Staubach still has winning touch with audience at Naval Academy


ANNAPOLIS -- Roger Staubach looked inquiringly at his audience and quickly decided to answer the question before it was asked.

"Washington 31, Buffalo 17," he said.

Polite applause.

"OK, Buffalo 31, Washington 17."

Thunderous applause.

"I can't believe that," Staubach said. "What do you have against the Redskins? I like Joe Gibbs."

Staubach was taking questions at Alumni Hall last night after delivering a lecture in the Forrestal Series at the Naval Academy. The series periodically brings leading representatives from various walks of life to speak to the brigade of midshipmen and other members of the Navy family.

Introduced by the academy superintendent, Admiral Tom Lynch, former Middie football captain, Staubach opened with a tale about his old teammate during the 1963 Cotton Bowl against Texas.

"We were on our way to losing when Tom asked the ref for a new ball," Staubach said. "The ref asked what was wrong with the one we had. Tom said, 'Texas is playing with it.' "

That was the year Staubach won the Heisman Trophy. After four years in the Navy, he played 11 years for the Dallas Cowboys, leading them to four Super Bowls and winning two.

Today, he is chairman of the board of The Staubach Co., a real estate firm based in Dallas that has offices in 12 cities.

Focusing on what the academy taught him, Staubach cited teamwork, perspective, values, perseverance and preparation for new opportunities "outside our comfort zone." He told a story about an old teammate, Mike Ditka, now coach of the Chicago Bears, to illustrate how leaders can "raise people to new levels."

The Cowboys were dawdling through the 1971 season with a 4-3 record when, at a Monday meeting, Ditka gave the team a piece of his mind.

"He said he was giving all he could and he had a responsibility to us, his teammates, to be sure we did, too," Staubach said. "He said if he saw anybody not giving his best, he'd do something to him.

"With that, we started to bond.

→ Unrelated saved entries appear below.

PR #381, opened 2024-08-20
fix: ui storybook

edgarkhanzadian:
I was hitting this issue running storybook native: 

Simulator Screenshot - iPhone 15 Pro - 2024-08-20 at 10 46 44

https://trustmachines.slack.com/archives/C05LAP952E7/p1724147525864839 

@edgarkhanzadian kindly helped me spot the problem and this PR resolves it

PR #383, opened 2024-08-20
chore: add native flag component, ref ref leather-io/issues#262

pete-watters:


packages/ui/src/components/flag/flag.native.stories.tsx
```diff
@@ -0,0 +1,40 @@
...
+import type { Meta, StoryObj } from '@storybook/react';
+
+import { Box } from '../box/box.native';
+import { Flag } from './flag.native';
+
+const meta: Meta<typeof Flag> = {
+  title: 'Layout/Flag',
+  component: Flag,
+  tags: ['autodocs'],
+  argTypes: {
```
pete-watters, line 12: Ideally these controls would work in the simulator but we will need to investigate fixing that as [we disabled add ons](https://github.com/leather-io/mono/pull/381) for now so storybook would load

packages/ui/src/components/flag/flag.shared.tsx
```diff
@@ -0,0 +1 @@
+export type FlagAlignment = 'top' | 'middle' | 'bottom';
```
pete-watters, line 1: I tried adding these in a `types.ts` file but struggled with the CI failing with `flag.types.ts` is not listed within the file list of the project.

Extra things, like a receiver making a block downfield. We won our last seven regular season games, two playoffs and beat Miami in the Super Bowl. We

became a team.

"You midshipmen will see that when you go out in the fleet. You'll work together. You'll work hard. There are no traffic jams along the extra mile."

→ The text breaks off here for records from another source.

PR #384, opened 2024-08-21
feat: prevent ft tokens unnecessary requerying

alter-eggo:
This pr prevents ft tokens unnecessary requerying. same logic as for nfts [here](https://github.com/leather-io/mono/pull/377)

### DIFF
--- a/packages/query/src/stacks/token-metadata/fungible-tokens/fungible-token-metadata.hooks.ts
+++ b/packages/query/src/stacks/token-metadata/fungible-tokens/fungible-token-metadata.hooks.ts
@@ -27,7 +27,7 @@ export function useStacksFungibleTokensBalance(
           client,
           network: network.chain.stacks.url,
         }),
-        select: (resp: FtAssetResponse) => {
+        select: (resp: FtAssetResponse | null) => {
           if (!(resp && isFtAsset(resp))) return;
           const { contractAssetName } = getStacksContractIdStringParts(key);
           const name = resp.name || contractAssetName;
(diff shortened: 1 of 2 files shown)


packages/query/src/stacks/token-metadata/fungible-tokens/fungible-token-metadata.hooks.ts
```diff
@@ -27,7 +27,7 @@ export function useStacksFungibleTokensBalance(
           client,
           network: network.chain.stacks.url,
         }),
-        select: (resp: FtAssetResponse) => {
+        select: (resp: unknown) => {
```
pete-watters, line 30: Does this need to be `unknown`?

pete-watters (approved):

packages/query/src/stacks/token-metadata/fungible-tokens/fungible-token-metadata.hooks.ts
fbwoolf: That is bc you removed `client.getFtMetadata(address, signal) as unknown as FtAssetResponse` on L33 in the queryFn.

alter-eggo: in catch block of query fn we return null if there is api 404 err, so this won't help here

pete-watters: If there are errors it would be good to try fix them if we can to avoid losing the type. Or else provide `FtAssetResponse | unknown`

alter-eggo: I was getting false errors in vscode... it worked ok once restarted ts server...
fixed the types to `FtAssetResponse | null`

alter-eggo: thanks guys 👍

Staubach was presented with a football signed by members of the 1991 team that averted a winless season by rising up to stun Army.

"It's often been said it doesn't matter what kind of a season we have as long as we beat Army. Well," Staubach said wryly, "this year proved it."

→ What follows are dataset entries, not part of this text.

PR #387, opened 2024-08-21
feat: wallet settings

edgarkhanzadian:
- Add wallets settings screen
- Add Wallet config screen
- Add Account config screen
- Add account rename functionality
- Add account hide functionality
- Add wallet rename functionality
- Add wallet delete functionality
- Add wallet view secret key functionality
- Add view hidden accounts screen

https://github.com/user-attachments/assets/8ce83449-a6ef-40c3-85d1-329706290e6f


apps/mobile/src/app/wallet/wallet-settings/configure/[wallet]/view-secret-key.tsx
```diff
@@ -0,0 +1,105 @@
...
+} from '@leather.io/ui/native';
+
+function ViewSecretKey({ fingerprint }: { fingerprint: string }) {
+  const { bottom } = useSafeAreaInsets();
+  const theme = useTheme<Theme>();
+  const { navigateAndCreateWallet } = useCreateWallet();
+  const { displayToast } = useToastContext();
+  const [mnemonic, setMnemonic] = useState<string | null>(null);
+  useEffect(() => {
+    mnemonicStore(fingerprint)
```
Comment (pete-watters) [inline apps/mobile/src/app/wallet/wallet-settings/configure/[wallet]/view-secret-key.tsx:31]: Maybe we can start adding `await` for some of these promises? I see this warning a few times

apps/mobile/src/components/avatar-icon.tsx
```diff
@@ -0,0 +1,88 @@
+import AlienIcon from '@/assets/avatar-icons/alien.svg';
```
pete-watters, line 1: I think that these should go in `packages/ui`? 

We can make a new task to move them

apps/mobile/src/components/cell.tsx
```diff
@@ -0,0 +1,75 @@
+import { ResponsiveValue, useTheme } from '@shopify/restyle';
```
pete-watters, line 1: This is the `Cell` from [here](https://github.com/leather-io/issues/issues/229) right? 

Maybe we can just add it to the UI lib from the start?

apps/mobile/src/components/wallet-settings/account-name-modal.tsx
```diff
@@ -0,0 +1,30 @@
+import { RefObject } from 'react';
```
pete-watters, line 1: Design want to call all `modal`s as 'Sheet` so we should change the name of this. See https://github.com/leather-io/issues/issues/268 

I guess this also includes these files

apps/mobile/src/state/global-action.ts
```diff
@@ -2,7 +2,7 @@ import { createAction } from '@reduxjs/toolkit';
 
 import { BitcoinKeychainStore } from './keychains/bitcoin/bitcoin-keychains.slice';
 import { StacksKeychainStore } from './keychains/stacks/stacks-keychains.slice';
-import { WalletStore } from './wallets/wallets.slice';
+import { LooseWalletStore } from './wallets/wallets.slice';
```
pete-watters, line 5: What does `Loose` mean here? Just double checking for my own learning

apps/mobile/src/components/cell.tsx
pete-watters: I did some initial work on this in https://github.com/leather-io/mono/pull/398 

I can finish moving it once this is merged

apps/mobile/src/app/wallet/wallet-settings/configure/[wallet]/index.tsx
```diff
@@ -0,0 +1,161 @@
...
+          }}
+        >
+          <Box px="5" gap="6">
+            <Text variant="heading05">{wallet.name}</Text>
+            <Cell
+              title={t`View Secret Key`}
+              Icon={Eye1ClosedIcon}
+              onPress={() => {
+                router.navigate({
+                  pathname: APP_ROUTES.WalletWalletsSettingsConfigureViewSecretKey,
```
Comment (pete-watters) [inline apps/mobile/src/app/wallet/wallet-settings/configure/[wallet]/index.tsx:86]: I branched off here to get started on `Sheet` and it seems like `APP_ROUTES.WalletWalletsSettingsConfigureViewSecretKey` doesn't exist?

pete-watters (changes requested):
I approved but I think theres a missing route when I dig in more - https://github.com/leather-io/mono/pull/387/files#r1732508519 

`APP_ROUTES.WalletWalletsSettingsConfigureViewSecretKey`

apps/mobile/src/components/avatar-icon.tsx
fbwoolf: I created an issue to make the AvatarIcon in the UI library for mobile. @pete-watters is correct, this is already used in the extension and should be part of the UI lib.

https://github.com/leather-io/issues/issues/290

apps/mobile/src/components/cell.tsx
fbwoolf: The `Cell` should be comparable to the `Pressable` component in the extension, it should often be just a wrapper arnd `ItemLayout`?

apps/mobile/src/components/avatar-icon.tsx
fbwoolf: We can just pull these out with that issue so it doesn't delay getting this merged.

fbwoolf (approved):
Some of these files are getting quite large and hard to read, should we start looking at the file structure of the extension and using `.utils` files for helper functions, etc?

apps/mobile/src/components/avatar-icon.tsx
pete-watters: Thanks! Yes lets not block merging this, I just wanted to mention it

apps/mobile/src/components/cell.tsx
pete-watters: OK thanks @fbwoolf . Maybe I will should rename `Pressable` as `Cell`?

apps/mobile/src/state/global-action.ts
pete-watters: Haha ok thanks! I was just reading it as `Lose` and then thought `Loose` could be some computer science term I didn't know 😄

apps/mobile/src/app/wallet/wallet-settings/configure/[wallet]/index.tsx
Comment (pete-watters) [reply apps/mobile/src/app/wallet/wallet-settings/configure/[wallet]/index.tsx:86]: OK, maybe it's my mistake when re-basing and moving between branches 👍

pete-watters (approved):
I can see route is here https://github.com/leather-io/mono/pull/387/files#diff-28f23f082360d9fb23113eb05a44316dbe98628b6828bdc0f036ce603e5ae725R24 so my mistake I guess 😊

apps/mobile/src/components/cell.tsx
fbwoolf: I am pretty open to naming and have a hard time tracking where the names come from, but seems to make sense to have them coordinated if the same in web/mobile. `Pressable` prob isn't a great name for web, and RN already has a `Pressable` component.

pete-watters: I thought `Cell` was an Apple term from https://developer.apple.com/design/human-interface-guidelines/ but it's not. 

Let's just call it `Cell` so that we can group the components together. I honestly don't mind what we call them but `Cell` could be an upgrade on `Pressable` if it avoids clashing with RN `Pressable` also

fbwoolf:
@edgarkhanzadian now working with this code, wouldn't it make more sense to start nesting the routes based on the flows. For example, `/wallet/settings/wallets-and-accounts` rather than `/wallet/settings/wallet-settings`. Or, is that not how things are typ done in mobile? I was trying to add off settings `/wallet/settings/display`, it seems strange to add `/wallet/settings/display-settings` as a new folder?

fbwoolf:
Like this...

Screenshot 2024-08-28 at 3 03 34 PM

apps/mobile/src/state/accounts/accounts.slice.ts
```diff
@@ -1,26 +1,52 @@
...
+    if (!draftAccount.name) {
+      draftAccount.name = t`Account ${accountIdx}`;
+    }
+    if (!draftAccount.status) {
+      draftAccount.status = 'active';
+    }
+    return draftAccount;
+  });
+  return updatedAccount as AccountStore;
+}
```
kyranjamie, line 48: Is the immer code here needed? Isn't this handled internally by RTK entity methods?

Also see the `accountIdx` is for order, but would suggest another name, orderBy or something, just because "account index" is already a used concept for it's path account index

Which raised a point. Can Navy football ever return to the level of Staubach's time, when the Middies were nationally ranked? Probably not, he conceded.

"The NFL has expanded so much and high school kids see all that money the players are making," Staubach said. "It's tough to compete for kids when they know they can go elsewhere and have an immediate NFL opportunity after college.

"To get to the level of the past where we were playing Notre Dame and other tough teams every week, no, we can't do that. I don't know the answer except that there are diamonds in the rough. Kids with high academics. They're out there. We have to keep looking."